[RECORDS TO USE]
PR #2309, opened 2025-08-20
Introduce an OSS Formal Flow

mndstrmr:
This PR introduces a formal flow for Ibex that does not depend on Jasper, instead using yosys and our fork of the yosys-slang frontend to produce an aiger file, which the rIC3 model checker, under the instruction of conductor.py, can then verify. Just one aiger file is created, and is subsequently reconfigured by the Rust aig-manip tool.

This commit also introduces a new ci job which invokes the OS formal flow. It uses the nix flake, which contains all the necessary dependencies.

See dv/formal/README.md for more details, but in general:

1. We generate the specification module and psgen RTL in roughly the same way as the Jasper flow, with small changes to the psgen output in particular.
2. We use a fork of yosys-slang as the frontend for yosys. It has comprehensive SystemVerilog support, and handles both the specification and Ibex easily. It lacks SVA support by default, hence the need for the fork, though hopefully this will be upstreamed soon. The RTL source list is constructed by fusesoc in the same way as for Jasper.
3. The yosys build script is then specified in build_all.ys. It makes use of three custom passes, which may be found in yosys_formal. See their source files for more explanation of what they do. Yosys takes ~10 minutes to build an aiger file. See aig-manip/src/main.rs for more description of aiger files.
4. In order to prove a property, the rIC3 model checker can be used. However, the aiger file produced by yosys in step 3 contains all properties as assertions. To focus on just one, and to take all prior steps as assumptions the aig-manip tool is used. After this invocation of rIC3 is straightforward for IC3, k-induction or BMC. If a CEX is discovered it may be analysed by the aig-manip tool, which can lift the AIW (aiger witness) into a VCD file, for use in gtkwave etc.
5. When considering the proof as a whole, the conductor.py script is used to discover proof strategies, and then run proofs while maximising memory usage. It caches proofs for each step under strategies/step*.json.

Additonal notes:
1. The actual proof is relatively unchanged, with just a couple of new properties.
2. The proof is fast (it takes 40 minutes or so in CI)
3. smt2 based proofs are also available, e.g. for k-induction, since the build script (build_all.ys) will produce an smt2 file, which can be manipulated by smt2manip.py in the same that aig-manip does for an aiger file.
4. The transformation made to a global clock will confuse clock gating. It *should* be fine, since the clock signal it generates is essentially ignored anyway.


dv/formal/strategies/step0.json
marnovandermaas, line 1: It would be good to mark these as auto-generated, see this example file: https://github.com/lowRISC/sonata-system/blob/main/.gitattributes

dv/formal/spec/spec_api.sv
```diff
@@ -62,8 +57,6 @@ module spec_api #(
     output mstatus_t mstatus_o,
     input logic [31:0] mcause_i,
     output logic [31:0] mcause_o,
-    input logic [63:0] mcycle_i,
-    output logic [63:0] mcycle_o,
```
marnovandermaas, line 66: Wonder why these are removed?

dv/formal/check/top.sv
```diff
@@ -233,7 +241,7 @@ logic ex_has_compressed_instr;
 logic wbexc_post_int_err; // Spec had an internal error
 
 logic [31:0] wbexc_post_wX;
-logic [5:0] wbexc_post_wX_addr;
+logic [4:0] wbexc_post_wX_addr;
```
marnovandermaas, line 245: Nice bug fix!

dv/formal/check/top.sv
```diff
@@ -105,6 +108,13 @@ module top import ibex_pkg::*; #(
   input logic                          scan_rst_ni
 );
 
+// Create our reset signal for symbiosis
```
marnovandermaas: Do we still use Symbiosis?

dv/formal/check/protocol/mem.sv
```diff
@@ -42,14 +42,21 @@ interface mem_assume_t(
     // 2. Grants can only be sent when they are requested
     MemGntOnRequest: assume property (@(posedge clk_i) ~req_o |-> ~gnt_i);
 
+    `ifdef YOSYS
+    // Give yosys stronger bounds for now.
+    // FIXME: Would be nice to relax this, but I'm not sure how long proofs would take.
+    //        It might not be too long based on the alt lsus and whatnot, hard to say.
+    StrictGnt: assume property (@(posedge clk_i) req_o |-> gnt_i);
+    StrictRValid: assume property (@(posedge clk_i) outstanding_reqs_q != 8'b0 |-> rvalid_i);
+    `else
```
marnovandermaas, line 51: Once this is merged we should create an issue to track this.

dv/formal/yosys_formal/compile_flags.txt
```diff
@@ -0,0 +1,18 @@
...
+-DYOSYS_ENABLE_READLINE
+-DYOSYS_ENABLE_PLUGINS
+-DYOSYS_ENABLE_GLOB
+-DYOSYS_ENABLE_ZLIB
+-I/usr/include/tcl8.6
+-DYOSYS_ENABLE_TCL
+-DYOSYS_ENABLE_ABC
+-DYOSYS_ENABLE_COVER
+
+-I/nix/store/xd3azr82hh34wac4bqydbimizrisq4gb-yosys-0.51/share/yosys/include/
```
marnovandermaas: Is this constant?

marnovandermaas: Can we reference flake lock at all?

marnovandermaas (commented):
It would be nice to split the formal fixing changes from the open source flow (as you suggested in person). Here are just a few comments based on an initial read though. Todo for me is read through conductor.py and aig-manip

dv/formal/spec/spec_api.sv
mndstrmr: They shouldn't have ever been there, we don't do anything with mcycle since there's essentially no specification interpretation of it.

dv/formal/strategies/step0.json
mndstrmr: Done, thanks!

dv/formal/yosys_formal/compile_flags.txt
mndstrmr: Decided to just remove the whole thing, I never really meant to commit it in the first place!

dv/formal/conductor.py
```diff
@@ -0,0 +1,802 @@
...
+import json
+import os
+from math import floor
+from datetime import datetime
+import hashlib
+
+# --------------------- Utilities ----------------------
+
+PROOFLOG = os.environ["PROOFLOG"] if "PROOFLOG" in os.environ else "prooflog.txt"
+LOGFILE = os.environ["LOGFILE"] if "LOGFILE" in os.environ else "logfile.txt"
```
marnovandermaas: Maybe make these environment names a bit more unique to avoid conflicts. Like IBEX_PROOF_LOG and IBEX_PROOF_LOG_FILE

dv/formal/conductor.py
```diff
@@ -0,0 +1,802 @@
...
+# Send all printed text to a log file, and prepend the date and time.
+# This is helpful for looking back at how long things took, or how
+# long until we expect something to be done.
+oldprint = print
+def print(*args):
+    timestr = datetime.now().strftime('[%d/%m/%y %H:%M:%S.%f]')
+    oldprint(gray(timestr), *args)
+    if not "NO_LOG" in os.environ:
+        with open(LOGFILE, "a") as f:
+            oldprint(timestr, *[re.sub("\033\\[[0-9;]+m", "", str(x)) for x in args], file=f)
```
marnovandermaas: Not sure if overwriting print is the best way to do this. Maybe we can use a logging module like: https://docs.python.org/3/library/logging.html instead?

dv/formal/conductor.py
```diff
@@ -0,0 +1,802 @@
...
+# Returns the global free memory according to /proc/meminfo, note though that reclaimable
+# memory (e.g. cached files) are not added to this when they could be, leading to the impression
+# of less available memory than there is for our use cases.
+def global_memory_free():
+    with open("/proc/meminfo", "r") as f:
+        c = f.read()
+        for line in c.split("\n"):
+            if line.startswith("MemFree:"):
+                return float(line[8:-2].strip()) / (1024 * 1024)
+    return 0
```
marnovandermaas: As discussed in person it would be great if we could add a parameter that can be passed by the Github action to limit the amount of memory used. Then you can return the minimum of that at proc/meminfo

dv/formal/conductor.py
marnovandermaas, line 1: In general it would be nice to use typed Python. If you have spare time would you mind implementing that? The checker I usually use to check this is mypy: `mypy --strict *.py`

dv/formal/conductor.py
```diff
@@ -0,0 +1,802 @@
...
+def pid_memory_used(pid):
+    with open(f"/proc/{pid}/status", "r") as f:
+        c = f.read()
+        for line in c.split("\n"):
+            if line.startswith("RssAnon:"):
+                return float(line[8:-2].strip()) / (1024 * 1024)
+    return 0
+
+# Finishes when a process exits, and cancelling kills it.
+# Result is (exit code, max mem, dt, status string, stdout?, stderr?)
```
marnovandermaas: Can we encode these into the class type so that we don't have the confusing type signature later in the Process.__init__ function?

dv/formal/conductor.py
```diff
@@ -0,0 +1,802 @@
...
+    MAX_RUNNING = len(os.sched_getaffinity(0)) - 2 # Number of CPUs, with a couple spares
+
+    def __init__(self):
+        self.pending = []
+        self.running = []
+        self.first_start = time.time()
+        self.debug_count = 0
+
+    def append(self, proc):
+        # FIXME: Use a circular buffer
```
marnovandermaas: Do you still need this or can we do without?

dv/formal/conductor.py
```diff
@@ -0,0 +1,802 @@
...
+
+        n = floor((time.time() - self.first_start) / 30.0)
+        if n > self.debug_count:
+            print(gray(f"Running {len(self.running)} processes, with {len(self.pending)} pending. Memory used right now: {self.children_used_mem():.3f}GB"))
+            self.debug_count = n
+
+        asyncio.get_running_loop().call_later(ProcessRunner.POLL_DELAY, lambda: self.poll())
+
+print(f"Process runner will have a maximum of {ProcessRunner.MAX_RUNNING} processes, and currently sees {global_memory_free():.3f}GB free.")
+process_runner = ProcessRunner()
```
marnovandermaas: Can we put these calls into a main function?

dv/formal/conductor.py
```diff
@@ -0,0 +1,802 @@
...
+async def explore(step, props, configs, timeout=0.0, debug_slow=None) -> asyncio.Future[None | tuple[str, tuple[int, float, float, str]]]:
+    specialised = await prepare_aiger(step, props)
+
+    async def explore_one(engine_config, idx, expected_memory):
+        result = await shell(f"{engine_config} {specialised}", timeout=timeout, expected_memory=expected_memory, debug_slow=debug_slow)
+        proof_done(engine_config, specialised, step, props, result)
+        if result[0] in {10, 20}:
+            won_race((engine_config, result))
+
+    return await race([explore_one(config, idx, mem) for idx, (config, mem) in enumerate(configs)])
```
marnovandermaas: Very neat!

dv/formal/conductor.py
```diff
@@ -0,0 +1,802 @@
...
+    return group(chunked_names)
+
+# ---------------------------------- Main ------------------------------
+
+parser = argparse.ArgumentParser(prog="conductor.py", description="Constructs and executes proofs.")
+parser.add_argument("mode", choices=["prove", "explore", "bmc", "info", "logopt"],
+                    help="Proof mode. "
+                    "prove will run existing proofs where they exist, "
+                    "explore will attempt to discover new proofs, "
+                    "bmc will run BMC on each property individually, "
```
marnovandermaas: Maybe spell out that this is bounded model checking.

dv/formal/conductor.py
```diff
@@ -0,0 +1,802 @@
...
+parser.add_argument("--missing", action="store_true", help="Equivalent to -p <each property that is not skipped but has no proof in a step where there are some proofs>")
+parser.add_argument("-s", "--start", type=int, default=0, help="First step to start at. (default: 0)")
+parser.add_argument("--bmc-step", type=int, default=1, help="Step size for BMC. (default: 1)")
+parser.add_argument("--bmc-start", type=int, default=4, help="Start length for BMC. (default: 4)")
+parser.add_argument("--hard", action="store_true", help="In explore mode, try harder to prove properties (1hr timeout, more engines).")
+parser.add_argument("--no-run", action="store_true", help="In explore mode don't run proofs again to check steps.")
+parser.add_argument("--no-kill", action="store_true", help="Don't kill proof processes due to running out of memory.")
+parser.add_argument("--check-complete", action="store_true", help="In prove mode, fail if there are unskipped properties without proofs.")
+parser.add_argument("--max-mem", type=float, default=0, help="Max memory in GB, otherwise use all available memory")
```
marnovandermaas, line 543: You already have a maximum memory, I guess the only thing necessary is to link this up to the Github action.

dv/formal/aig-manip/src/bitvec.rs
marnovandermaas, line 1: This and all other Rust code should have the lowRISC copyright header.

dv/formal/conductor.py
machshev: You could also simplify this using `.get` with a default value i.e.

```python
os.environ.get("PROOFLOG", "prooflog.txt")
os.environ.get("LOGFILE", "logfile.txt")
```

dv/formal/conductor.py
machshev: Yes I'd agree, looks like you just implemented your own logger ;)

If you use the built-in logger then it's easier to set the log level and choose how verbose you want the logs to be as a user. It's not too complicated to setup the logger although there are some common mistakes. So if you wanted something quicker then I'd recommend [logzero](https://logzero.readthedocs.io/en/latest/) (MIT license) which is a wrapper around the built-in logger and has some sensible defaults. It's easy to log to a file as well as the terminal.

dv/formal/conductor.py
machshev: Another option is `pyright` which is deals with some of the corner cases a bit better than `mypy`.

dv/formal/spec/fix_bugs.py
```diff
@@ -0,0 +1,46 @@
...
+    logic [7:0] bits;
+} t_Pmpcfg_ent;
+"""
+
+T = """
+typedef logic [127:0] sail_int;
+"""
+
+with open("build/ibexspec.sv", "r") as f:
+    c = f.read()
```
machshev: Maybe use `pathlib` here? There are a number of lint rules that ask people to migrate. I think the main reason is it handles cross platform paths for you.

```
from pathlib import Path

c = Path("build/ibexspec.sv").read_text()
```

dv/formal/spec/fix_bugs.py
```diff
@@ -0,0 +1,46 @@
...
+        sail_reached_unreachable_loc = 0;
+        main_result = main(insn_bits, mode); \
+""")
+c = c.replace("sail_reached_unreachable = 1;", "if (!sail_reached_unreachable) begin sail_reached_unreachable = 1; sail_reached_unreachable_loc = `__LINE__; end")
+c = c.replace("module sail_ibexspec(", "module sail_ibexspec(\n    output logic sail_reached_unreachable,\n    output logic [31:0] sail_reached_unreachable_loc,")
+c = c.replace("logic sail_reached_unreachable;", "")
+c = c.replace("logic [31:0] sail_reached_unreachable_loc;", "")
+
+with open("build/ibexspec.sv", "w") as f:
+    f.write(c)
```
machshev: This could be something like:

```
Path("build/ibexspec.sv").write_text(c, encoding="utf8")
```

dv/formal/conductor.py
```diff
@@ -0,0 +1,802 @@
...
+    with open(LOGFILE, "a") as f:
+        f.write("\n")
+
+def green(s): return f"\033[32;1m{s}\033[0m"
+def red(s): return f"\033[31;1m{s}\033[0m"
+def white(s): return f"\033[1m{s}\033[0m"
+def orange(s): return f"\033[33;1m{s}\033[0m"
+def gray(s): return f"\033[90m{s}\033[0m"
+
+# Races allow async processes to cleanly run in parrallel, until one declares victory, then
```
machshev: This comment could be a docstring for the class. Which means it becomes visible for LSPs making it easier for people to read your code.

dv/formal/smt2manip.py
```diff
@@ -0,0 +1,61 @@
...
+    m = re.match(r"; yosys-smt2-assert ([0-9]+) ([^ ]+)", line)
+    if m is not None:
+        id = m[1]
+        name = m[2][6:].split("$")[0]
+        assert name.startswith("Step")
+        [step, name] = name.split("_", maxsplit=1)
+        step = int(step[4:])
+
+        if name.endswith("_Cover") or step > args.step or (step == args.step and len(args.props) > 0 and name not in args.props):
+            print(f"Delete {name} ({id})")
```
machshev, line 38: Generally preferable to use `log.info` instead of print for massages you always want to see. Alternatively `log.debug` for messages that should only show in verbose mode.

dv/formal/smt2manip.py
```diff
@@ -0,0 +1,61 @@
...
+        else:
+            print(f"Keep {name} ({id})")
+        mapped.append(line)
+        continue
+
+    m = re.match(r"  \(\|top_a ([0-9]+)\| state\)", line)
+    if m is not None:
+        if m[1] in to_assume:
+            continue
+        elif m[1] in delete:
```
machshev:
```suggestion
        if m[1] in to_assume or m[1] in delete:
            continue
```

dv/formal/conductor.py
```diff
@@ -0,0 +1,802 @@
...
+            oldprint(timestr, *[re.sub("\033\\[[0-9;]+m", "", str(x)) for x in args], file=f)
+if not "NO_LOG" in os.environ:
+    with open(LOGFILE, "a") as f:
+        f.write("\n")
+
+def green(s): return f"\033[32;1m{s}\033[0m"
+def red(s): return f"\033[31;1m{s}\033[0m"
+def white(s): return f"\033[1m{s}\033[0m"
+def orange(s): return f"\033[33;1m{s}\033[0m"
+def gray(s): return f"\033[90m{s}\033[0m"
```
machshev, line 47: For terminal colours I'd use something like: https://pypi.org/project/colorama/
This is BSD licensed and provides cross platform support for terminal colours.

dv/formal/conductor.py
```diff
@@ -0,0 +1,802 @@
...
+        for result in e.exceptions:
+            winner = result.result
+    return winner
+
+# --------------------- Process Management ----------------------
+
+# Returns the global free memory according to /proc/meminfo, note though that reclaimable
+# memory (e.g. cached files) are not added to this when they could be, leading to the impression
+# of less available memory than there is for our use cases.
+def global_memory_free():
```
machshev, line 95: Perhaps consider using the `psutil` library?
https://github.com/giampaolo/psutil?tab=readme-ov-file#memory (DSB-3)

Again while your solution works, if there is any intention of cross platform support it's thinks like things that would break it.

dv/formal/conductor.py
```diff
@@ -0,0 +1,802 @@
...
+    with open("/proc/meminfo", "r") as f:
+        c = f.read()
+        for line in c.split("\n"):
+            if line.startswith("MemFree:"):
+                return float(line[8:-2].strip()) / (1024 * 1024)
+    return 0
+
+# Memory used by a specific PID according to /proc/{pid}/status
+def pid_memory_used(pid):
```
machshev: Again `psutil` will provide this for you in a cross platform way.

machshev (commented):
Nice work! Some nits...

dv/formal/conductor.py
mndstrmr: Since this whole setup is very nix based, and given that nix doesn't have Windows support, are we trying to support it anyway? As far as I know everything else supports the standard ANSI colors.

dv/formal/conductor.py
mndstrmr: I can agree that overwriting print was maybe not the best move!

If instead of overwriting `print` I called it `log`, would everyone be happy? I struggle to see the value of adding an entire third party library to replace 6 lines of code that work. It's not hard to handle verbosity either if that's something we want.

dv/formal/thm/riscv.proof
```diff
@@ -112,15 +112,15 @@ lemma riscv
...
-    in L:(wbexc_is_pres_load_instr) S:(wbexc_is_pres_store_instr)
+    in L:(wbexc_is_load_instr) S:(wbexc_is_store_instr)
       use spec_compliant
           split_bool Err:(wbexc_err)
 
   IRQ: in (wbexc_handling_irq)
     PC: have (pc_match)
     CSR: have (csrs_match)
 
-  Illegal: in (wbexc_illegal & can_check_illegal & wbexc_finishing & ~wbexc_fetch_err & (`ISS_CSR -> wbexc_is_checkable_csr))
```
marnovandermaas, line 123: Why should you remove the "can_check_illegal" here?

.github/workflows/ci-formal.yml
```diff
@@ -0,0 +1,48 @@
...
+  fv:
+    name: Run the Open-Source FV flow
+    runs-on: nixos
+    concurrency:
+      group: oss-fv
+      cancel-in-progress: false # Only do one oss-fv job at a time, since we will use a huge amount of memory
+    steps:
+      - name: Setup env
+        run: |
+          echo "MAX_MEM_GB=200" >> $GITHUB_ENV # Maximum memory available to conductor.py, which is inversely proportional to time. 200GB -> 40 mins
```
marnovandermaas: @nbdd0121 Is it acceptable to use 200GiB?

.github/workflows/ci-formal.yml
```diff
@@ -0,0 +1,48 @@
+# Copyright lowRISC contributors.
+# Licensed under the Apache License, Version 2.0, see LICENSE for details.
+# SPDX-License-Identifier: Apache-2.0
+
+# GitHub Actions CI build configuration
+
+name: Ibex OSS Formal CI
+
+on:
+  pull_request:
```
marnovandermaas, line 10: @nbdd0121 are you happy for this to run on pull request?

marnovandermaas (commented):
Left a few comments. I still need to run the flow again before I approve.

dv/formal/thm/riscv.proof
mndstrmr: `can_check_illegal` used to be defined as 1 if all the instructions that could raise illegal instruction exceptions were included in the specification. If they weren't then the property would fail since we would reach states marked as unreachable in the specification, making the property false. Since all those instructions are always included now anyway (that's the purpose of that commit) this is now implicitly always 1, so it can just be removed from the `&`.

.github/workflows/ci-formal.yml
marnovandermaas: @mndstrmr is this half of Pomona's memory?

mndstrmr: I'm not actually sure, I'm under the impression it's a bit less than all of it, though with that concurrency group no two formal flows should run at the same time anyway.

.github/workflows/ci-formal.yml
marnovandermaas: Maybe @jwnrt can comment on this as well?

dv/formal/thm/riscv.proof
marnovandermaas: That makes sense, thanks!

.github/workflows/ci-formal.yml
marnovandermaas: That makes sense. It probably still makes sense to lower this a bit so that it doesn't affect other jobs running on the machine.

dv/formal/conductor.py
marnovandermaas: I'm happy with leaving this as is and we can always change this if needed later.

.github/workflows/ci-formal.yml
jwnrt: I think it's okay given the time it takes and the volume of PRs that Ibex gets. PR CI won't run for external contributors unless approved as well.

dv/formal/conductor.py
marnovandermaas: I'm happy with this. If we ever see the need of using a logging library that shouldn't be a difficult change for us to add later.

.github/workflows/ci-formal.yml
marnovandermaas: Thanks, marking this as resolved since we can easily change this in the future.

jwnrt (approved):
Briefly reviewed the Rust and didn't see any problems, LGTM

.github/workflows/ci-formal.yml
mndstrmr: Updated this too 100GB now

flake.nix
```diff
@@ -38,13 +38,25 @@
...
-      url = "github:lowrisc/sail?ref=lowrisc";
+      url = "github:lowrisc/sail?ref=ast_translate";
       flake = false;
     };
     lowrisc_sail_riscv = {
       url = "github:lowrisc/sail-riscv?ref=81a266b6f65365b34180af7b91708265da653878";
       flake = false;
     };
+    lowrisc_yosys_slang = {
+      url = "https://github.com/mndstrmr/yosys-slang";
```
hcallahan-lowrisc, line 49: It would be good to move this under the lowrisc org at some point.

yosys.nix
```diff
@@ -0,0 +1,187 @@
+{
```
hcallahan-lowrisc: I can't see where this file is used?

dv/formal/Makefile
```diff
@@ -32,33 +40,52 @@ fusesoc:
...
 
-.PHONY: psgen
-psgen:
+# The compiled property structure, and the associated TCL
+build/psgen-jg.sv: $(PSGEN) $(PSGEN_SRCS) Makefile
 	mkdir -p build
-	psgen $(addprefix -path ,$(PSGEN_SRCS)) $(PSGEN_FLAGS) -sv-out build/psgen.sv -tcl-out build/psgen.tcl
+	$(PSGEN) $(addprefix -path ,$(PSGEN_SRCS)) $(PSGEN_FLAGS) -sv-out build/psgen-jg.sv -tcl-out build/psgen.tcl
 
+# Same as above, but generate our own covers (not very well at the minute!), and tweak for consumption by our tools
```
hcallahan-lowrisc: Probably can remove the pessimism now! :)

dv/formal/Makefile
```diff
@@ -32,33 +40,52 @@ fusesoc:
...
+build/psgen-yosys.sv: $(PSGEN) $(PSGEN_SRCS) Makefile
+	mkdir -p build
+	$(PSGEN) $(addprefix -path ,$(PSGEN_SRCS)) $(PSGEN_FLAGS) -sv-out build/psgen-yosys.sv -clocking -covers -cover-assert -step-prefix
+
+# The aiger file for the OSS flow, using the yosys_formal/* plugins. The main yosys script is in build_all.ys
+build/all.aig: build/psgen-yosys.sv build/fusesoc build/ibexspec.sv check build_all.ys $(LOWRISC_YOSYS_SLANG) build/yosys_formal.so
+	yosys -m $(LOWRISC_YOSYS_SLANG) -m build/yosys_formal.so -v 1 -s <(cat ./build_all.ys | sed "s|LOWRISC_SAIL_SRC|$(LOWRISC_SAIL_SRC)|g")
```
hcallahan-lowrisc, line 68: Slightly annoying yosys can't do environment variable substitution, would be nice to not have to do this dance with sed.

hcallahan-lowrisc (approved):
This looks great. I'm super happy to see this get merged. Well done @mndstrmr for all the great work!

One note before merging. Some files seem to be missing copyright/license headers. @marnovandermaas would you mind going through all the formal files and checking?

flake.nix
mndstrmr: Ideally it would in the upstream `yosys-slang`, but since it's not a particularly complete implementation of SVA I have some doubts as to whether or not they would want to accept it.

yosys.nix
mndstrmr: Good point!

.github/workflows/ci-formal.yml
```diff
@@ -0,0 +1,48 @@
...
+    branches:
+      - '*'
+
+jobs:
+  fv:
+    name: Run the Open-Source FV flow
+    runs-on: nixos
+    concurrency:
+      group: oss-fv
+      cancel-in-progress: false # Only do one oss-fv job at a time, since we will use a huge amount of memory
```
jwnrt, line 20: It's a shame that we can't cancel the old job when you force push to a PR... I think with this configuration it will still run the queued job even if you force push something new?

@nbdd0121 any insight here? Maybe we can limit the total concurrency between jobs by adding a special label to exactly one of the `nixos` runners and queuing on that?

mndstrmr: Yeah, I don't cancel the old run since e.g. if two PRs are both opened at the same time then the first would be cancelled. This is annoying if you have just one PR with several updates though, I agree.

However, if you push three times to the same PR, then the first and third run, but the second is cancelled by the third, so that's something.

I think GitHub concurrency groups are just not meant for handling this kind of thing, and ideally this would be handled inside the job maybe? Or the runner could be smarter? Not sure.

dv/formal/Makefile
mndstrmr: It unfortunate. Even using `envsubst` won't work due to this line:

https://github.com/lowRISC/ibex/blob/eb6e0ac7c7fc3cd77a0a99567f244277c405e9c8/dv/formal/build_all.ys#L18

.github/workflows/ci-formal.yml
nbdd0121: I plan to limit each runner to 128G of RAM so two concurrent runs would not OOM the machine. Then we can proceed to use concurrent groups as normal?

flake.nix
nbdd0121: How big are the patches? We might be able to supply a patched version via lowrisx-nix if the patch sizes are not excessive

mndstrmr: They're not particularly big. Max 400 lines maybe?

marnovandermaas: We should open an issue to track this once this PR is merged.

dv/formal/check/protocol/mem.sv
marnovandermaas: https://github.com/lowRISC/ibex/issues/2320

flake.nix
marnovandermaas: https://github.com/lowRISC/ibex/issues/2321

povik: Let me leave a drive-by comment as the maintainer of yosys-slang I'm happy to take a look at the patch. An incomplete implementation does not worry me as long as the user experience is good and the supported subset is implemented correctly.

dv/formal/Makefile
povik: You might be able to turn `build_all.ys` into a Tcl script and look up the environment via `$::env(FOO)`. Yosys has an embedded Tcl interpreter in most builds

[WHAT THE TASK REQUIRES] Output the listing above word for word, from the opening line through the line that contains "This commit also", and leave out everything after it.

[RESULT FOR THIS EXERCISE]
PR #2309, opened 2025-08-20
Introduce an OSS Formal Flow

mndstrmr:
This PR introduces a formal flow for Ibex that does not depend on Jasper, instead using yosys and our fork of the yosys-slang frontend to produce an aiger file, which the rIC3 model checker, under the instruction of conductor.py, can then verify. Just one aiger file is created, and is subsequently reconfigured by the Rust aig-manip tool.

This commit also introduces a new ci job which invokes the OS formal flow. It uses the nix flake, which contains all the necessary dependencies.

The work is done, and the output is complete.